4 μὴ ἐάσαντα . . . δόχαν444 A: Cf. Gorgias 459 C, 462 C. A series of participles in implied indirect discourse expand the meaning of τὴν ἐντόςπρᾶξιν), and enumerate the conditions precedent (resumed in οὕτω δή443 E; Cf. Protagoras 325 A) of all action which is to be called just if it tends to preserve this inner harmony of the soul, and the reverse if it tends to dissolve it. The subject of πράττειν is anybody or Everyman. For the general type of sentence and the Stoic principle that nothing imports but virtue cf. 591 E and 618 C.

5 Cf. on 433 E.

6 Cf. Gorgias 491 D where Callicles does not understand.

7 Cf. Gorgias 504.

8 Cf. 621 C and on 352 A.

9 The harmony of the three parts of the soul is compared to that of the three fundamental notes or strings in the octave, including any intervening tones, and so by implication any faculties of the soul overlooked in the preceding classification. Cf. Plutarch, Plat. Quest. 9. Proclus, p. 230 Kroll.ὥσπερ introduces the images, the exact application of which is pointed by ἀτεχνῶς. Cf. on 343 C. The scholiast tries to make two octaves (δὶς διὰ πασῶν) of it. The technical musical details have at the most an antiquarian interest, and in no way affect the thought, which is that of Shakespeare's “For government, though high and low and lower,/ Put into parts, doth keep one in concent,/ Congreeing in a full and natural close/ Like music.” (Henry V. I. ii. 179) Cf. Cicero, De rep. ii. 42, and Milton (Reason of Church Government), “Discipline . . . which with her musical chords preserves and holds all the parts thereof together.”

10 Cf. Epin. 992 B. The idea was claimed for the Pythagoreans; cf.

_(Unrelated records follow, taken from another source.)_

PR #1631, opened 2023-09-08
[API] Clarify APIs

dayo09:
This commit revisits API to split ONE-toolchain backend registration from the api itself. It aim to show the extension's api functions clearly.

### DIFF
--- a/src/Backend/API.ts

Zeller I. i. p. 463, Guyau, Esquisse d'une Morale, p. 109 “La moralité n'est autre chose que l'unité de l'être.” “The key to effective life is unity of life,” says another modern rationalist.

11 ὀνομάζοντα betrays a consciousness that the ordinary meaning of words is somewhat forced for edification. Cf. Laws 864 A-B and Unity of Plato's Thought, p. 9, n. 21. Aristotle (Eth. Nic. 1138 b 6) would regard all this as mere metaphor.